**Provided entries:**
——

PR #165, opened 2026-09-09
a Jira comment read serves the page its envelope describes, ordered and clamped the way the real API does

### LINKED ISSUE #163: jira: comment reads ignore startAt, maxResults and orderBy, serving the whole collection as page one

——

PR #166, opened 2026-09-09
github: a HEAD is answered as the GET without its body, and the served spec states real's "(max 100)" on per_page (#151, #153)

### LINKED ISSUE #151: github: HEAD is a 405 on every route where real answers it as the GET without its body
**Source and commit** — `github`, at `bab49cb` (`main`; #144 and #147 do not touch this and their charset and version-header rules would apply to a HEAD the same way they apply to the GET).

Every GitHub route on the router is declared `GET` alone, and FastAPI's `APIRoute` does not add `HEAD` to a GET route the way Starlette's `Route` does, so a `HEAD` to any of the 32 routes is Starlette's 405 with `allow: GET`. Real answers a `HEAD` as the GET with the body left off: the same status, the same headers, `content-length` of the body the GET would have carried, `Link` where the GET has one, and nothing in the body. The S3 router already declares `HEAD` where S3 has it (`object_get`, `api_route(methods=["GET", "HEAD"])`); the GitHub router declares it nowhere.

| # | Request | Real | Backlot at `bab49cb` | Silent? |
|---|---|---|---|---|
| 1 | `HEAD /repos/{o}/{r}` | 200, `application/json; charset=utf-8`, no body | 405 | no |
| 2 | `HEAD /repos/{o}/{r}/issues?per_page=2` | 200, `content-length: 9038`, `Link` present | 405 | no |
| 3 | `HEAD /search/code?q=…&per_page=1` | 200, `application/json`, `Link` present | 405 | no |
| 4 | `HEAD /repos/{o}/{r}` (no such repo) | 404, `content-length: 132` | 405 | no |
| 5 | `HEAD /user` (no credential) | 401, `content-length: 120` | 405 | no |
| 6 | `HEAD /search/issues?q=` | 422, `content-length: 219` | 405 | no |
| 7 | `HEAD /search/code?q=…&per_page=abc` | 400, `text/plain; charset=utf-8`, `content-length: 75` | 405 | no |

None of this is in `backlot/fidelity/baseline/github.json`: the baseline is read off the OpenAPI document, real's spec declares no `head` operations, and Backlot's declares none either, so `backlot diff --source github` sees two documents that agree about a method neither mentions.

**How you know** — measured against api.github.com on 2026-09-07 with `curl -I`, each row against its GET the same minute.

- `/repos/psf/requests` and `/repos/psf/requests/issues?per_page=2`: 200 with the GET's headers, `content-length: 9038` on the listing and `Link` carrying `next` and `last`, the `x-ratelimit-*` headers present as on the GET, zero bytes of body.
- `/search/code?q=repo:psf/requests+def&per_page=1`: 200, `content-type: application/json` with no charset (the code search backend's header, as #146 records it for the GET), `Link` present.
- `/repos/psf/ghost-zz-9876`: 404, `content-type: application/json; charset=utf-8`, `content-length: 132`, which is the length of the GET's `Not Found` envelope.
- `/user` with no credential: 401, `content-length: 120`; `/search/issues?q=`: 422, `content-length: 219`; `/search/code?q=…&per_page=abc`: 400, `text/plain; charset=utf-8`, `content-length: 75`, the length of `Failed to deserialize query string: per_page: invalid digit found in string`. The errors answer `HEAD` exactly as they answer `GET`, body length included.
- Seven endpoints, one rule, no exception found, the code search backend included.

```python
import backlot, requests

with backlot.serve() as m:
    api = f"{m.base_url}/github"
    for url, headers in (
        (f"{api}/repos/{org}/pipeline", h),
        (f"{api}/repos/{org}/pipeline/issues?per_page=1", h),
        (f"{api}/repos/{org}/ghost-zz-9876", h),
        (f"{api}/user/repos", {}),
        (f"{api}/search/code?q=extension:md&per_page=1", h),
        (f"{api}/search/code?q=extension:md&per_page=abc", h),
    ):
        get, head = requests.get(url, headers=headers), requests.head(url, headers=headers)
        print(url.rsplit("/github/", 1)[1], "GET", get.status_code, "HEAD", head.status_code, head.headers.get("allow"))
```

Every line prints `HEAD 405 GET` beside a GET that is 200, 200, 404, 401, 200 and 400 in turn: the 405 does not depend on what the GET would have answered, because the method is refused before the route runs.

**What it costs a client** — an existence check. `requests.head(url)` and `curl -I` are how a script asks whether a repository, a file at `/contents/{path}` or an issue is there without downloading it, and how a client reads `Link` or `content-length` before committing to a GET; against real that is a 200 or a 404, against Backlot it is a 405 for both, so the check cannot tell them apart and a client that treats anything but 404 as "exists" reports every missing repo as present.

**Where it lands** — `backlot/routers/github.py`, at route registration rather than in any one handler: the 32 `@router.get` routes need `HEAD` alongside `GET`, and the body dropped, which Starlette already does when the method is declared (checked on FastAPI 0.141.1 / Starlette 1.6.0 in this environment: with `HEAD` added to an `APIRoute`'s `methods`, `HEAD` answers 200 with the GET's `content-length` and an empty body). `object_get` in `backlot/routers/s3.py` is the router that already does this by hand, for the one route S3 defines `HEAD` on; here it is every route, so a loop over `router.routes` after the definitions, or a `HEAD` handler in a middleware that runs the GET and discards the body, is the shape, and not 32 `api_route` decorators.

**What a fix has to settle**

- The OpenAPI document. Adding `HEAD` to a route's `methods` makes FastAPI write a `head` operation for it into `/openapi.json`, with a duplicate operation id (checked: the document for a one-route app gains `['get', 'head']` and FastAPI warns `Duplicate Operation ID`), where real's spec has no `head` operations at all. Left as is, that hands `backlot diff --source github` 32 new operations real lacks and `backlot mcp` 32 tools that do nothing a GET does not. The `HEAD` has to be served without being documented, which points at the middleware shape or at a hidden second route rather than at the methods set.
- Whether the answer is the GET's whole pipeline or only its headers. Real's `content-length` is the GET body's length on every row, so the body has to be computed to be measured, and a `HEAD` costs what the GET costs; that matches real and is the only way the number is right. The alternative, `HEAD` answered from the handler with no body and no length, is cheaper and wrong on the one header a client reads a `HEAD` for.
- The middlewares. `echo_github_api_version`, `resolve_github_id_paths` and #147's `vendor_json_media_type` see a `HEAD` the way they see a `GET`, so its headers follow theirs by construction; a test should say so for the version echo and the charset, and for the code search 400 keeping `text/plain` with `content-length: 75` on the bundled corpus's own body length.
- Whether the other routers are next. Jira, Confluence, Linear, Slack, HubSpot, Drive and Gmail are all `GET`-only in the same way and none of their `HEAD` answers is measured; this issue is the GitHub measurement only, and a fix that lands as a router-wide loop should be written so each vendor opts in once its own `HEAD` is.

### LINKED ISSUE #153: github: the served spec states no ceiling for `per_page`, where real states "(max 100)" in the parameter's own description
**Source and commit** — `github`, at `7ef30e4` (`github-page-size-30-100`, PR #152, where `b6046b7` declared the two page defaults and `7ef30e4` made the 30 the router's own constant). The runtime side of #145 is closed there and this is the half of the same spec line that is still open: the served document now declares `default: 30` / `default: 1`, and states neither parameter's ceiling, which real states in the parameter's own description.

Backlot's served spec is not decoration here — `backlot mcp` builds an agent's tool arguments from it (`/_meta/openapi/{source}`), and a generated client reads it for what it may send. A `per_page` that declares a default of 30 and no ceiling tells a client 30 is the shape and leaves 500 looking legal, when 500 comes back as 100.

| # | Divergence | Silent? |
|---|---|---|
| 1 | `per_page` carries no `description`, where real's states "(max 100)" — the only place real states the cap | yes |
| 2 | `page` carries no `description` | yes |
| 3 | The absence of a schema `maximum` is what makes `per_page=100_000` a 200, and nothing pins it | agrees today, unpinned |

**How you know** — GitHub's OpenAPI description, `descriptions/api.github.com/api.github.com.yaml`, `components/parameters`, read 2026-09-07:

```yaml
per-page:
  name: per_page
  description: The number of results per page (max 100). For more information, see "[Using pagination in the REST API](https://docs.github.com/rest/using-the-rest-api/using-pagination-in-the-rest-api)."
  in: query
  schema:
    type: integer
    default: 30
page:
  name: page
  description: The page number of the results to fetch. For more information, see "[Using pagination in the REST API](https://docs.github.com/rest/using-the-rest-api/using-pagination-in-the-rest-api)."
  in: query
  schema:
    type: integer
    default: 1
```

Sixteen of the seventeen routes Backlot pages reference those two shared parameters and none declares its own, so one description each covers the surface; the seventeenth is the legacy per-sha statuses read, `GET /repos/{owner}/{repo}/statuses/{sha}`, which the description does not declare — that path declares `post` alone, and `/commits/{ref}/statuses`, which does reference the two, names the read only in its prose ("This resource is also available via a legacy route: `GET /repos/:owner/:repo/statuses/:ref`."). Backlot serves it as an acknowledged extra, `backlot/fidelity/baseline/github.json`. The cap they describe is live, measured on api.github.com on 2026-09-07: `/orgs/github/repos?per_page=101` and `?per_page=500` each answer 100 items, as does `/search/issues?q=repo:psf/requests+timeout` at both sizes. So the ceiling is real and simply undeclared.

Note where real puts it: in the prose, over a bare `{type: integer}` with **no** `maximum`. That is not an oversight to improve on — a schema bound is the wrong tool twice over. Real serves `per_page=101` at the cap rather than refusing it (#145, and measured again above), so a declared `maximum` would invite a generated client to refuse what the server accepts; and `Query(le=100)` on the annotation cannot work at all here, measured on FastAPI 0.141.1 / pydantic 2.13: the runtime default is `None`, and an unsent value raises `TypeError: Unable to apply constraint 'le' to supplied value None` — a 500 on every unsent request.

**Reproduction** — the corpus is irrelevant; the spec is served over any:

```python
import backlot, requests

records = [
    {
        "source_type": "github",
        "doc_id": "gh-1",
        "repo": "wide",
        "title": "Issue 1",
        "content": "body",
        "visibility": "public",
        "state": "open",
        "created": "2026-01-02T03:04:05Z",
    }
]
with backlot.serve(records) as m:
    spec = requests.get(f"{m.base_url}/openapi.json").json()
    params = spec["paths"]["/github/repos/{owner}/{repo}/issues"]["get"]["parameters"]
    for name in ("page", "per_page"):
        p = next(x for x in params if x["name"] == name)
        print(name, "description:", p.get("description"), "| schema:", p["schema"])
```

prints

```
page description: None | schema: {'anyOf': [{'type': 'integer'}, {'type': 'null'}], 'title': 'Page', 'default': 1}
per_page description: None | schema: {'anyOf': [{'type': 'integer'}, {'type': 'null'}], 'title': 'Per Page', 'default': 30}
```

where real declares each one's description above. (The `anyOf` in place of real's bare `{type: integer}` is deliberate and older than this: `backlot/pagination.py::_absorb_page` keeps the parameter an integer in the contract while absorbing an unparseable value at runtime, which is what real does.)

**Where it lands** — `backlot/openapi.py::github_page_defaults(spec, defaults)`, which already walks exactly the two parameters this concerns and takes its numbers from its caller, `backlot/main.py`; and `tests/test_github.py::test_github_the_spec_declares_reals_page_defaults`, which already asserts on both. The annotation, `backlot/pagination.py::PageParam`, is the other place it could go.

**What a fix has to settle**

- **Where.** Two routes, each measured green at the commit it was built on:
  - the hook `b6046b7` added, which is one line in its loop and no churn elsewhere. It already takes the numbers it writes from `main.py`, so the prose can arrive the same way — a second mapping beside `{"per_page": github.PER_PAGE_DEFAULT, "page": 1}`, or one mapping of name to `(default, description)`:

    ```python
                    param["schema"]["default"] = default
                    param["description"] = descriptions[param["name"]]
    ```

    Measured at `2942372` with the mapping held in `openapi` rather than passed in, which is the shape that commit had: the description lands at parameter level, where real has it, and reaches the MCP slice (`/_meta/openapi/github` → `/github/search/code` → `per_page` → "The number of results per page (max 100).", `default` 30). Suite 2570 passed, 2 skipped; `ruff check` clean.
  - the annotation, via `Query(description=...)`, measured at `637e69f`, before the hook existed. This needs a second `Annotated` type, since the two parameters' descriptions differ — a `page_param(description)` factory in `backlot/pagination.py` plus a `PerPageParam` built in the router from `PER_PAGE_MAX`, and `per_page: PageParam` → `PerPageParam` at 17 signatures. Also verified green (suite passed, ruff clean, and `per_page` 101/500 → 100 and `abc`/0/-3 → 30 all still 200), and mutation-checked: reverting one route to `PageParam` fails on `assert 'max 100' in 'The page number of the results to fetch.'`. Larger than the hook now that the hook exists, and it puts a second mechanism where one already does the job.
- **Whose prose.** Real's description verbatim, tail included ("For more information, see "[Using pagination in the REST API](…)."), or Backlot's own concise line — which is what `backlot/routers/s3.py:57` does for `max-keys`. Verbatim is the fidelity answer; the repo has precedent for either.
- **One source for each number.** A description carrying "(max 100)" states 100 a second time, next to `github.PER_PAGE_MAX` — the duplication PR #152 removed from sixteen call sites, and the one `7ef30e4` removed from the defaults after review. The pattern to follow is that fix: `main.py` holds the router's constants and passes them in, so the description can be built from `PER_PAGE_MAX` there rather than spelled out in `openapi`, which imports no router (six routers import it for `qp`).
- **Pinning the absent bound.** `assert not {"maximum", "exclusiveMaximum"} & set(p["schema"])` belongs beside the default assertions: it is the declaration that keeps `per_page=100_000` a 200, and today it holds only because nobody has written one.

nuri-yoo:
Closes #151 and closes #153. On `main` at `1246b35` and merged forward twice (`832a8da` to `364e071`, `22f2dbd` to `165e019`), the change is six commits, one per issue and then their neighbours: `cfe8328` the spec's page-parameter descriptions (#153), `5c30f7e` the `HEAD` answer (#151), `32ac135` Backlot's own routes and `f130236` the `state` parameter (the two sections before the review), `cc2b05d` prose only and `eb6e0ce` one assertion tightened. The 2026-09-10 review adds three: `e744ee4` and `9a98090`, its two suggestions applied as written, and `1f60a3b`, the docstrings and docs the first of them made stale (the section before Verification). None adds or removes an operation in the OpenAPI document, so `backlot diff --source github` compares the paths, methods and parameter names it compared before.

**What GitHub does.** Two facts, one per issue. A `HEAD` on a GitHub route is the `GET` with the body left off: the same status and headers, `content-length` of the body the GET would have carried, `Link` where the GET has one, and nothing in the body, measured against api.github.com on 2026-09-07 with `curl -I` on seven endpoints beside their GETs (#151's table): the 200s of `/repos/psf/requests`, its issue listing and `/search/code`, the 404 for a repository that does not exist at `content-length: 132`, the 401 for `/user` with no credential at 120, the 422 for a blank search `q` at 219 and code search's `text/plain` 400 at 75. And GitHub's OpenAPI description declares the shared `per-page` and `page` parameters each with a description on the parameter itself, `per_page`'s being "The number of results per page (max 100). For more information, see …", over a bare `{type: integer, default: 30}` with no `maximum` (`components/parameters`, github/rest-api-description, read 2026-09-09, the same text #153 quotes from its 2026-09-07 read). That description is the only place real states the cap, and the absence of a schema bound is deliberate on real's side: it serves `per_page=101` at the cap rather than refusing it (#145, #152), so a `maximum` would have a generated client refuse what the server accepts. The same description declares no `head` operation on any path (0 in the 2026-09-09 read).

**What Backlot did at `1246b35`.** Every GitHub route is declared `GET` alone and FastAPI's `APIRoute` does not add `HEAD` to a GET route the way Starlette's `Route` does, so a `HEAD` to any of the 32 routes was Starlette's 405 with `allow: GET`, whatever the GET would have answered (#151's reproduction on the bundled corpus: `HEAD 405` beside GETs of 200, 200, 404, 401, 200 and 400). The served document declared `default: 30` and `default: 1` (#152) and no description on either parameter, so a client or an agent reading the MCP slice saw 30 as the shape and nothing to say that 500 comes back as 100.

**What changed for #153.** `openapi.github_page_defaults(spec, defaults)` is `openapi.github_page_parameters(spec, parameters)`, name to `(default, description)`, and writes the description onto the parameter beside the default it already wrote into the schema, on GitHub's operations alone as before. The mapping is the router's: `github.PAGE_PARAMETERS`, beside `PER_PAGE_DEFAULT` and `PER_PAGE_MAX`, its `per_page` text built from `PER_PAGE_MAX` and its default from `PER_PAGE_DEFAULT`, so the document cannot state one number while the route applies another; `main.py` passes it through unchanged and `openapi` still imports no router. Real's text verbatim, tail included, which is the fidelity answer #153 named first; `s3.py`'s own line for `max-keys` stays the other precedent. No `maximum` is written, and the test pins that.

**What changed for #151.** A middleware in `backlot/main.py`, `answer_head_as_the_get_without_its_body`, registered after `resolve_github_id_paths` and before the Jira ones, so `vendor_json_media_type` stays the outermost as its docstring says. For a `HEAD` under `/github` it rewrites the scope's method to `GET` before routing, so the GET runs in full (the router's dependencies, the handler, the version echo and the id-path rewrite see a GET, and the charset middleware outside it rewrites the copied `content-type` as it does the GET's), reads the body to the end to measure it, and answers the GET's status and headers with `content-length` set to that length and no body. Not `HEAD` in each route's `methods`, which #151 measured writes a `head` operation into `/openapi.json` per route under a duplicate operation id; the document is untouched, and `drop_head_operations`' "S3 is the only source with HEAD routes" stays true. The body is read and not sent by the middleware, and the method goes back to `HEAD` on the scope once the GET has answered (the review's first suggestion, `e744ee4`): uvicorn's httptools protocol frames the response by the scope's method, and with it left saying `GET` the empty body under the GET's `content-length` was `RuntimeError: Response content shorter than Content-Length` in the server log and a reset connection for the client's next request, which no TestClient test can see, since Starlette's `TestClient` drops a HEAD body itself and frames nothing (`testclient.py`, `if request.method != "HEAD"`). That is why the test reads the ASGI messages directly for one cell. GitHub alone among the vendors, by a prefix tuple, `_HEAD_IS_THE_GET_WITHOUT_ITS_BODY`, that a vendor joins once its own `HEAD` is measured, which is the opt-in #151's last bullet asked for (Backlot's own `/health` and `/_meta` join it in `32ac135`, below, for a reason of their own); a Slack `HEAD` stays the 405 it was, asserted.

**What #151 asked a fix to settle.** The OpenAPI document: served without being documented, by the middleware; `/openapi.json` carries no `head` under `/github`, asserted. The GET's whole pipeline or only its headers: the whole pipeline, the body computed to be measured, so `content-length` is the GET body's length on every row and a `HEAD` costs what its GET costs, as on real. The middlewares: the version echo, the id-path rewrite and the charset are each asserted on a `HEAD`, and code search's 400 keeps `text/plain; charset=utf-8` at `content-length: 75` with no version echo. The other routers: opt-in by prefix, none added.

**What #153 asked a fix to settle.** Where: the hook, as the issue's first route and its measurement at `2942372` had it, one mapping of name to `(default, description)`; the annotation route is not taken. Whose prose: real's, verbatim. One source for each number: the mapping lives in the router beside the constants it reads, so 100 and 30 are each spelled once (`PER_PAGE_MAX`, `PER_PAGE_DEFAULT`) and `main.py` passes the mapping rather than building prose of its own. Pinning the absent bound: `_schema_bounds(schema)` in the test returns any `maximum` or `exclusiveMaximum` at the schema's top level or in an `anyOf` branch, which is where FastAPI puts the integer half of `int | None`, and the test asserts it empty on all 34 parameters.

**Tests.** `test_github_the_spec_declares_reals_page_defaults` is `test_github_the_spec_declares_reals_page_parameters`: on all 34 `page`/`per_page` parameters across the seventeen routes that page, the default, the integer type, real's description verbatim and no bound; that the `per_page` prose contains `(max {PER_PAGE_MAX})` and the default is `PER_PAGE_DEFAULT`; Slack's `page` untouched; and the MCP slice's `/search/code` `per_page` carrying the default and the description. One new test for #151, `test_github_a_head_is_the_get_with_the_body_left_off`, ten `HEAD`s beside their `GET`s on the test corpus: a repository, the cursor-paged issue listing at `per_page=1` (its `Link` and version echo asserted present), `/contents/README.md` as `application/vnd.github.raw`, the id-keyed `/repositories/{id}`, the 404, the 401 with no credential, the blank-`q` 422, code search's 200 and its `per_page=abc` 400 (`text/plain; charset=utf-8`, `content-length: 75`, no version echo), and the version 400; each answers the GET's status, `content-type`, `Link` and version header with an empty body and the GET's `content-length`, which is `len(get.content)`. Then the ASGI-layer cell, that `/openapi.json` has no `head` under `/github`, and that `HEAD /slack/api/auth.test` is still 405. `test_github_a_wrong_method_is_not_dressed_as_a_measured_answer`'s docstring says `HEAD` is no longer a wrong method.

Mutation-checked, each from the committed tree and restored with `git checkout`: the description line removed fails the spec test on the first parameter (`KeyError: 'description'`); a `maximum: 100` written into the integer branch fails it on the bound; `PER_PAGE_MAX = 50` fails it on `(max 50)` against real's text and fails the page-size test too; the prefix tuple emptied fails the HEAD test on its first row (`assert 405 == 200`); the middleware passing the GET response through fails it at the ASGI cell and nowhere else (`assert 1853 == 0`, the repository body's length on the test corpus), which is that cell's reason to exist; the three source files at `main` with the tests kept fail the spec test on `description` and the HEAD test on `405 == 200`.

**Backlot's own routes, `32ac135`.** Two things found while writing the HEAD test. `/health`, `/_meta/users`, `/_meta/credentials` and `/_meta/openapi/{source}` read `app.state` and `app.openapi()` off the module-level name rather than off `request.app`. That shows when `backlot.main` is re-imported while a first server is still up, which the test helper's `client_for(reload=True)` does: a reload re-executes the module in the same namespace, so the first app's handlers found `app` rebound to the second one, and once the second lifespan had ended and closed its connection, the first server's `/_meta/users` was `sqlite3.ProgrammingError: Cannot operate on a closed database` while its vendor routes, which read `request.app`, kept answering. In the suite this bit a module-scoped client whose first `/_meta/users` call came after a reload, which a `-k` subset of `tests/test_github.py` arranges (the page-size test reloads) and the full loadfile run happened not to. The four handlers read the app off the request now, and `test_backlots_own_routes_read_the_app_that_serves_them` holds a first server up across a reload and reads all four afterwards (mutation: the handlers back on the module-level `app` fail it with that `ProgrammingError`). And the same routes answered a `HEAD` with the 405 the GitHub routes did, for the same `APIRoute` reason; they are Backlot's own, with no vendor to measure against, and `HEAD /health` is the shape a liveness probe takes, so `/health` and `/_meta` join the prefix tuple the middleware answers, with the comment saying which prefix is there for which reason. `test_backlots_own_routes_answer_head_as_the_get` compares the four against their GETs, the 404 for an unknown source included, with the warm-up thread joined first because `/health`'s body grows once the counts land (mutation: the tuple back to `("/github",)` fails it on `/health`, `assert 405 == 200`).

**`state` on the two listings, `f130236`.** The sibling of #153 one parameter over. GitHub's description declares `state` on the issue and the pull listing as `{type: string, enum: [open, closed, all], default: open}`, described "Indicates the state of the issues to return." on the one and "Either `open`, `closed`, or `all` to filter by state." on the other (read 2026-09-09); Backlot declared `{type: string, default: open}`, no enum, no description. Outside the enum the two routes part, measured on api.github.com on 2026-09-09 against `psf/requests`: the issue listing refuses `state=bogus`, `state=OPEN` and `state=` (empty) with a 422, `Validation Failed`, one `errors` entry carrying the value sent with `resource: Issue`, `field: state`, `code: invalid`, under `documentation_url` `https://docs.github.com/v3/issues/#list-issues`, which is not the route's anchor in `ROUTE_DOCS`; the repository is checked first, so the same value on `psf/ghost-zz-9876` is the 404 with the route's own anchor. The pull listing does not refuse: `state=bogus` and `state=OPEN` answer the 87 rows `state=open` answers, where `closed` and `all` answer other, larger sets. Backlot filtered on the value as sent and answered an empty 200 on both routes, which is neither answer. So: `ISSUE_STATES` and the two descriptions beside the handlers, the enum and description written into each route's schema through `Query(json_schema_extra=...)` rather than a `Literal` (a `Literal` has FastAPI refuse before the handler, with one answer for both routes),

——

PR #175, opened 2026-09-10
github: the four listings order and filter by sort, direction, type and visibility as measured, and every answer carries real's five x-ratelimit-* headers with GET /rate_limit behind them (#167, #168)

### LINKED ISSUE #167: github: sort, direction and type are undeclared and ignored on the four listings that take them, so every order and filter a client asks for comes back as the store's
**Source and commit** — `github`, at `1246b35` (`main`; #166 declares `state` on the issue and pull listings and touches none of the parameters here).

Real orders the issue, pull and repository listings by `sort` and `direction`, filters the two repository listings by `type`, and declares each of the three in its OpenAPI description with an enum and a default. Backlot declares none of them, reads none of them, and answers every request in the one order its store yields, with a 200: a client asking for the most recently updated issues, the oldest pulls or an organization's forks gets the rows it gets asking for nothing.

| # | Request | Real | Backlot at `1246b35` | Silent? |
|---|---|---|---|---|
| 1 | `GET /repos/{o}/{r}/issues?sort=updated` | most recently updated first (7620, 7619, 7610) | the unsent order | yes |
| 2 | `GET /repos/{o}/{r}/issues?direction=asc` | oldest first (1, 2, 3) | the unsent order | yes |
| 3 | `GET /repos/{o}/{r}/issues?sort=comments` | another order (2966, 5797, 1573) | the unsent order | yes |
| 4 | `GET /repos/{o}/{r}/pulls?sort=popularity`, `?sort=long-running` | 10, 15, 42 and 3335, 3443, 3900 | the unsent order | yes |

——

**What you are asked to do:** Scan the records for lines with the string "asks". Give the number of such lines and nothing else.

**The completed task:** 2